• [PROBLEM REQUIREMENTS]: Please copy out every line in the records below that includes the word "your".

________

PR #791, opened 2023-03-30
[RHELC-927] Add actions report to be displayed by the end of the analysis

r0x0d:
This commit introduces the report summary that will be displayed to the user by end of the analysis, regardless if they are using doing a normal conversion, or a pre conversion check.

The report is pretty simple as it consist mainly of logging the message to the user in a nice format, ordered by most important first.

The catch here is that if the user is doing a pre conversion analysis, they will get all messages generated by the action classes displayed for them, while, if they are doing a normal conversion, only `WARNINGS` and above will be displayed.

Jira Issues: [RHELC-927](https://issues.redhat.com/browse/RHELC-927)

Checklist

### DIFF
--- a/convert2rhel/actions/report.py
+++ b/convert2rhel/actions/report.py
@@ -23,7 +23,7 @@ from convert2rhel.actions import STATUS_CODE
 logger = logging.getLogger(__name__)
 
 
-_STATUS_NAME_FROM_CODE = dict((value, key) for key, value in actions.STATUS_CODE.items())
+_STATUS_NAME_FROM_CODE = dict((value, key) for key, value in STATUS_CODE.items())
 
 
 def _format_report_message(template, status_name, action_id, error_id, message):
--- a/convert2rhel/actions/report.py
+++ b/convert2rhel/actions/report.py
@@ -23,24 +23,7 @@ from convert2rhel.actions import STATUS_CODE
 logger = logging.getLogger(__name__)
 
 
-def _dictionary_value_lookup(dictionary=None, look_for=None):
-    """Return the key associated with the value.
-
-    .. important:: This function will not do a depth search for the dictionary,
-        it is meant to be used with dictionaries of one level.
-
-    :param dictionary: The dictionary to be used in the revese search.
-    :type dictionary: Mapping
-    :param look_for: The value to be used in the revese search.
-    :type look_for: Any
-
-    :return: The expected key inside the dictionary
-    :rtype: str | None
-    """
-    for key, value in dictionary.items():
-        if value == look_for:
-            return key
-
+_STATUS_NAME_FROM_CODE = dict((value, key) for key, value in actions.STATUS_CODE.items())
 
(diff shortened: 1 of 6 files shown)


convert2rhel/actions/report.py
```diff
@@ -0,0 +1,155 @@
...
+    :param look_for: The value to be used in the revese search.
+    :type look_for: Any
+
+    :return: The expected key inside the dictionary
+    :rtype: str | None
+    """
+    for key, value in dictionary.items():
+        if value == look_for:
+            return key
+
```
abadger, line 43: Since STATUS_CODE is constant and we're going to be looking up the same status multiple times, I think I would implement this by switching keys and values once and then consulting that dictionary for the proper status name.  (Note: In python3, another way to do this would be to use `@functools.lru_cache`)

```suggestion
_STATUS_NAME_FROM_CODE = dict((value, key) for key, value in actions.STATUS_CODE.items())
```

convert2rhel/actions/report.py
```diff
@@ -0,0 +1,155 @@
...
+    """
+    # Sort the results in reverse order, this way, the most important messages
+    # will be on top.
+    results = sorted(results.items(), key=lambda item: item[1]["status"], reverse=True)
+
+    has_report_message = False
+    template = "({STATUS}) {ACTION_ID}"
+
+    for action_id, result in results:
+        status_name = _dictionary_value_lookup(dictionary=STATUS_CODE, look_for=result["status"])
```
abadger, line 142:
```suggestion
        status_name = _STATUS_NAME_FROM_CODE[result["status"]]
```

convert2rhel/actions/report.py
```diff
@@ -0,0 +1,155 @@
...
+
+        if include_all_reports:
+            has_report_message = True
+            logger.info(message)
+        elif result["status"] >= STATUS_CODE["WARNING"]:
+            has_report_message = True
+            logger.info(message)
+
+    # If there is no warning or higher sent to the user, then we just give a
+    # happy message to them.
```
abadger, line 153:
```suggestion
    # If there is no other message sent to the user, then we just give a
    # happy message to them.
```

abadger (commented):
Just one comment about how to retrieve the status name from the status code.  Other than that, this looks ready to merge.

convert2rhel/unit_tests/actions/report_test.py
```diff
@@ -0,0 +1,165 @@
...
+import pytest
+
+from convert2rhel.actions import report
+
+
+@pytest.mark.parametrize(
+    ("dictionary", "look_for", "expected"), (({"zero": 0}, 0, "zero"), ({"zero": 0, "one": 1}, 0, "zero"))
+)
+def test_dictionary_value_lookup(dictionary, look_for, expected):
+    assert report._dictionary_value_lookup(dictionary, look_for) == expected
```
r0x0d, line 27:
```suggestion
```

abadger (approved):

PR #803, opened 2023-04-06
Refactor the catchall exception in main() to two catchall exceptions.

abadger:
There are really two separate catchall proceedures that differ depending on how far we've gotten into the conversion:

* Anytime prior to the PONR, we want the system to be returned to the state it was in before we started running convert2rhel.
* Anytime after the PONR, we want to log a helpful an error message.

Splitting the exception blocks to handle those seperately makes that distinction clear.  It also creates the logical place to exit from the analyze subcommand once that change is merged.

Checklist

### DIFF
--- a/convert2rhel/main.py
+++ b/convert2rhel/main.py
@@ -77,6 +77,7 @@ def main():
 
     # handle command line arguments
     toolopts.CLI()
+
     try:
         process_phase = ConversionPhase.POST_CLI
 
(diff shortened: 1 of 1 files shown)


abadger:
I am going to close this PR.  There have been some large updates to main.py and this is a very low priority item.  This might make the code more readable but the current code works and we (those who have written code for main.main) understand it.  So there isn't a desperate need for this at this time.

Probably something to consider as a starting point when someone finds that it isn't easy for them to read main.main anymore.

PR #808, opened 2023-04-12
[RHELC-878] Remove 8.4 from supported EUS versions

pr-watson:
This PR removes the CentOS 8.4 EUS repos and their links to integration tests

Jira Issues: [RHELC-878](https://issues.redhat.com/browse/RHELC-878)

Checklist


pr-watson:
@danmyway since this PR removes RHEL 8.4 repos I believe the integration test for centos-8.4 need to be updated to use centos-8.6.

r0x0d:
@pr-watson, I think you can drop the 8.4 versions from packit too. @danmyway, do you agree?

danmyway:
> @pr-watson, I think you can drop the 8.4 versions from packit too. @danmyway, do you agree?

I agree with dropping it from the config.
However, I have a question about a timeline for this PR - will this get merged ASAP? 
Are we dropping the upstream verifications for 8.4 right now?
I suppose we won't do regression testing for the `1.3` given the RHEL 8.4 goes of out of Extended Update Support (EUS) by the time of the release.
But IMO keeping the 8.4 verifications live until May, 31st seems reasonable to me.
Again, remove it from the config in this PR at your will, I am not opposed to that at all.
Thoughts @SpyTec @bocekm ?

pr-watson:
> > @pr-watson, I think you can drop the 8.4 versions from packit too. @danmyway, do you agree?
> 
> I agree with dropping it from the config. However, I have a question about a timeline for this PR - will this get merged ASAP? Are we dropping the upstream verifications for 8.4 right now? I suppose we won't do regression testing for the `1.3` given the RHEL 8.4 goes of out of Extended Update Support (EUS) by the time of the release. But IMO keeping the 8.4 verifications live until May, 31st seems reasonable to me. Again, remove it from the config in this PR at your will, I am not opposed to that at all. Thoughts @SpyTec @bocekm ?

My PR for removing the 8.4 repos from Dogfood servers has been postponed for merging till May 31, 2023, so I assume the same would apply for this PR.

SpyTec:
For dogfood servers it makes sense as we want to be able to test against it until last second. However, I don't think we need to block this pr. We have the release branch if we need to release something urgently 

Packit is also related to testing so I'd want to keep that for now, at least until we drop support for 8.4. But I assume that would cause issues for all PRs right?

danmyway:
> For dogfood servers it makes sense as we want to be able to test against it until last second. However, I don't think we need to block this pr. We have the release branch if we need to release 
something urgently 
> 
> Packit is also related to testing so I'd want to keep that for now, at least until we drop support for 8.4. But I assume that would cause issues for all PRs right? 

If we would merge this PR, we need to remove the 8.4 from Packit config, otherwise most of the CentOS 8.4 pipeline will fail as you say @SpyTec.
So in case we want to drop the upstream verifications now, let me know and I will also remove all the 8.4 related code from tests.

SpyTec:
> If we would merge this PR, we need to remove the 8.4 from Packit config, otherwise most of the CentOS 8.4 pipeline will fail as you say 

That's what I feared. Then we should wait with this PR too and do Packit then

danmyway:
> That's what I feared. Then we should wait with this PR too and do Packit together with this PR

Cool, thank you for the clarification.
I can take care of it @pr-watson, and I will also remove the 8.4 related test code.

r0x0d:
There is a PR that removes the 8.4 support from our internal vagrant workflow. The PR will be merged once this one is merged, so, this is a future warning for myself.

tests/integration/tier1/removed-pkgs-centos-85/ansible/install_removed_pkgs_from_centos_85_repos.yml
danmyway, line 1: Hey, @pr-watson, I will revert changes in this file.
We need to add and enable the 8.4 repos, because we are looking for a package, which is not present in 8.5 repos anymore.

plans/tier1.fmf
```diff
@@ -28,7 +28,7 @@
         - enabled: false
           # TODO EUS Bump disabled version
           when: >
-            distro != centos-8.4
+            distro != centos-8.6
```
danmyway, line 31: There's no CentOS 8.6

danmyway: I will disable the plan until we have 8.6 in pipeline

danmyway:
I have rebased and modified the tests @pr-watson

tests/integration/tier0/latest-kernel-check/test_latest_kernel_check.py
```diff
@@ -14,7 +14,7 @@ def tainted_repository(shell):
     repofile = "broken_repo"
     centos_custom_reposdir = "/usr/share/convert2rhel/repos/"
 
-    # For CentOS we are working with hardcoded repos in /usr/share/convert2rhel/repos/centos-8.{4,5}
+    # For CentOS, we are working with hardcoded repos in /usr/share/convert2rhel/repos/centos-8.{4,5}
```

________

• [RESPONSE]:
Again, remove it from the config in this PR at your will, I am not opposed to that at all.
> I agree with dropping it from the config. However, I have a question about a timeline for this PR - will this get merged ASAP? Are we dropping the upstream verifications for 8.4 right now? I suppose we won't do regression testing for the `1.3` given the RHEL 8.4 goes of out of Extended Update Support (EUS) by the time of the release. But IMO keeping the 8.4 verifications live until May, 31st seems reasonable to me. Again, remove it from the config in this PR at your will, I am not opposed to that at all. Thoughts @SpyTec @bocekm ?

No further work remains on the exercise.